Start of Block
PR #1055, opened 2018-01-02
Model layout print image

KMojek:
This adds capability to print out the canvas in the Model Layout tab
Initially, I set it up to simply print a canvas-dimensions copy; later I made some updates so that the ModelLayout canvas can be rendered at arbitrary dimensions, so I render the image at something closer to printer-friendly dimensions, which arguably looks a little nicer.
End of Block
> [WHAT THE EXERCISE ASKS]: A word-for-word restatement of the records above from the line containing "This adds capability" to their final line is all the answer should hold.

> [SOLUTION TO THIS PROBLEM]:
This adds capability to print out the canvas in the Model Layout tab
Initially, I set it up to simply print a canvas-dimensions copy; later I made some updates so that the ModelLayout canvas can be rendered at arbitrary dimensions, so I render the image at something closer to printer-friendly dimensions, which arguably looks a little nicer.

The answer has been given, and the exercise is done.